Pre-Pandemic Regional Trends in Patients hospitalized with Acute Respiratory Distress Syndrome in Germany

Ingo Sagoschen (Mainz)1, K. Keller (Mainz)1, I. T. Farmakis (Mainz)2, P. Lurz (Mainz)1, L. Hobohm (Mainz)3

1Universitätsmedizin der Johannes Gutenberg-Universität Mainz Kardiologie 1, Zentrum für Kardiologie Mainz, Deutschland; 2Universitätsmedizin der Johannes Gutenberg-Universität Mainz Centrum für Thrombose und Hämostase Mainz, Deutschland; 3Universitätsmedizin der Johannes Gutenberg-Universität Mainz Zentrum für Kardiologie Mainz, Deutschland



The initial phase of the COVID 19 pandemic focused primarily on the resources available for the intensive care treatment of patients with SARS CoV-2 related acute respiratory syndrome.

Enourmous efforts were made to mobilize technical an human resources to provide the higes possible number of intensive care beds to the people of Germany. But ARDS was present on ICU´s before the COVID 19 pendemic. Altough significant progress had been made in understanding the pathophysiology of acute respiratory distress syndrome (ARDS) over the last 30 years ARDS it is still a life-threatening medical condition with a high mortality rate. Little is known about temporal trends and regional variations in Germany before the pandemic.


We analyzed data on the characteristics, comorbidities and in-hospital outcomes for all hospitalized patients with ARDS in Germany between 2005 and 2019. Diagnoses were coded according to the International Classification of Diseases and Related Health Problems, 10th Revision with German Modification (ICD-10-GM), and diagnostic, surgical or interventional procedures according to the German Procedure Classification (OPS, surgery and procedures codes. The computed study analyses were performed on our behalf by the Research Data Center of the Federal Statistical Office and the Statistical Offices of the federal states in Wiesbaden, Germany. 

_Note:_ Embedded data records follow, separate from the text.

PR #974, opened 2021-02-22
Add Sharing to Evaluations

camdenmoors:
Adds a route `/results/:id` to the frontend which loads the passed comma separated evaluation(s).

PR #1003, opened 2021-03-01
Add Sharing to Evaluations

### LINKED ISSUE #853: Add ability for direct linking to results
It currently is not possible to provide a link directly to an evaluation (something such as https://mitre-heimdall.herokuapp.com/results/1) which would take a user to a result with the database ID 1. This would be very beneficial for sharing results between teams.

camdenmoors:
Adds a route `/results/:id` to the frontend which loads the passed comma separated evaluation(s). Also returns a share URL on evaluation creation. Closes #853, and supersedes #974.


apps/backend/src/evaluations/evaluations.controller.ts
```diff
@@ -85,13 +87,18 @@ export class EvaluationsController {
...
+    );
     return new EvaluationDto(
-      // Do not include userId on the DTO so we can set it automatically to the uploader's id.
-      await this.evaluationsService.create(
-        updatedEvaluationDto,
-        serializedDta,
-        request.user.id
-      )
+      createdDto,
+      false,
```
rbclark, line 98: If the user just created an evaluation then shouldn't editable be true since they are the creator?

rbclark (changes requested):

apps/frontend/src/store/evaluations.ts
```diff
@@ -35,6 +37,38 @@ export class Evaluation extends VuexModule {
...
 
+  @Action
+  findEvaluationsByIds(evaluationIds: string[]): IEvaluation[] {
+    return this.allEvaluations.filter((evaluation) =>
+      evaluationIds.includes(evaluation.id)
+    );
+  }
+
+  @Action
+  async load_results(evaluations: IEvaluation[]): Promise<(FileID | void)[]> {
```
rbclark, line 48: If the type here is loosened down from a whole `IEvaluation[]` down to `{id: string}[]` then it helps in some other areas.

apps/frontend/src/views/Results.vue
```diff
@@ -282,6 +285,26 @@ export default class Results extends Vue {
...
+        return
+      }
+      await EvaluationModule.getAllEvaluations();
+      const evaluationsToLoadArray: IEvaluation[] = await EvaluationModule.findEvaluationsByIds(this.$route.params.id.split(','));
+      if (evaluationsToLoadArray.length !== 0) {
+        EvaluationModule.load_results(evaluationsToLoadArray)
+      } else {
+        SnackbarModule.failure(`Heimdall was passed the following evaluations to open, but couldn't find any of them: ${this.$route.params.id}`);
+        this.$router.push('/results');
+      }
```
rbclark, line 304: Instead of doing the check against all of the evaluations, if the change below is made you can just go ahead and make a call to `EvaluationModule.load_results(this.$route.params.id.split(','))`.

apps/frontend/src/views/Results.vue
```diff
@@ -282,6 +285,26 @@ export default class Results extends Vue {
...
+      if(this.$route.params.id === 'results') {
+        return
+      }
+      await EvaluationModule.getAllEvaluations();
+      const evaluationsToLoadArray: IEvaluation[] = await EvaluationModule.findEvaluationsByIds(this.$route.params.id.split(','));
+      if (evaluationsToLoadArray.length !== 0) {
+        EvaluationModule.load_results(evaluationsToLoadArray)
+      } else {
+        SnackbarModule.failure(`Heimdall was passed the following evaluations to open, but couldn't find any of them: ${this.$route.params.id}`);
+        this.$router.push('/results');
```
rbclark, line 303: Is it necessary to push to results here? Aren't we already on results?

apps/frontend/src/components/global/upload_tabs/DatabaseReader.vue
```diff
@@ -93,30 +88,18 @@ export default class DatabaseReader extends mixins(ServerMixin) {
...
+      if(evaluation.hasOwnProperty('id')){
+        stringresult += `${(evaluation as IEvaluation).id},`;
+      }
     });
+    return stringresult.slice(0, -1);
+  }
+
+  load_results(evaluations: IEvaluation[]): void {
+    this.$router.push(`/results/${this.joinEvaluationsByIds(evaluations)}`);
   }
```
rbclark, line 103: If the files aren't loaded all at once then this is not working correctly. (watch URL bar)

sharingURL

rbclark (changes requested):

apps/frontend/src/views/Results.vue
camdenmoors: load_results takes a list of IEvaluations, not just IDs, so unfortunately we have to find each one that's passed before loading

rbclark: That was my reason for suggesting the change of the type of `load_results` from a list of evaluations to just an ID. It will require a few other small changes to `load_results` but all of the data should be available as part of the response from ```axios.get<IEvaluation>(`/evaluations/${evaluation.id}`)```

apps/frontend/src/views/Results.vue
```diff
@@ -282,6 +284,24 @@ export default class Results extends Vue {
   /** Determines if we should make the search bar colapseable */
   show_search_mobile: boolean = false;
 
+  /**
+   * On mount, check if we have been passed an evaluation
+   * to load from Vue router
+   */
+  async mounted() {
+    if(this.$route.params.id){
+      if(this.$route.params.id === 'results') {
```
rbclark, line 293: Does this cause problems if the route is `profiles` with no parameters?

apps/backend/src/evaluations/evaluations.controller.ts
```diff
@@ -78,23 +78,26 @@ export class EvaluationsController {
   async create(
     @Body() createEvaluationDto: CreateEvaluationDto,
     @UploadedFile() data: Express.Multer.File,
-    @Request() request: {user: User}
+    @Request() request: {user: User; headers: {origin: string}}
```
camdenmoors, line 81: This requires the Origin header to be set by anything interacting with the API to set an Origin header if the caller wants a non-relative shareURL (and if another web-app interacts with Heimdall's API this might set the share URL to the wrong host)

ejaronne (approved):
pretty cool: when I save a result set, copy the url, delete it from the db, then try the link I get a 404 (not found). When I go to numbers "in between" the ones I see in my list, I get a 403 (forbidden), which means something is there but I do not have access.

rbclark:
One small final bug on this before merging that I'm working to fix is the backend URL is returning `undefined/results/...` when uploading via the API instead of `<URL>/results/...`. Once that is fixed this will be ready to go.

rbclark (approved):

Overall, 8,369,723 inpatients aged ≥18 years were included in this analysis; among these, 155,872 (1.9%) were coded with the diagnosis of ARDS.  The annual number of ARDS cases increased from 7,286 in 2005 to 13,722 in 2019 in parallel with a significant decrease of in-hospital mortality (Figure 1). Overall, 74,751 (48.0%) patients with ARDS died during the in-hospital stay and in-hospital case-fatality grew exponentially with age. Independent predictors of in-hospital fatality with an OR >2 were age ≥70 years, necessity of ECMO, severe liver disease, acute renal failure, dialysis, shock and cardio-pulmonary resuscitation. Most patients with ARDS were treated in hospitals in urban areas (n=56,582) with a high case-fatality rate (49.7%), but also with concomitant high proportion rate of mechanical ventilation (23.7%) compared to hospitals in suburban or rural areas (Figure2). 


The number of patients with ARDS increased markedly in Germany between 2005 and 2019, in parallel with a decrease of in-hospital fatality. Our findings may suggest that general management of ARDS have improved over time and might draw more attention to predictors for in-hospital fatality in patients hospitalized with ARDS. The need for mechanical ventilation and a poor outcome was more likely in urban areas – this might be accentuated by patient transfer to specialized high care centers usually located in urban settings. These findings should be futher interpreted in relation to the distributions and outcomes during the pandemic and especially in the years after the high impact of SARS CoV-2 on ICU resources.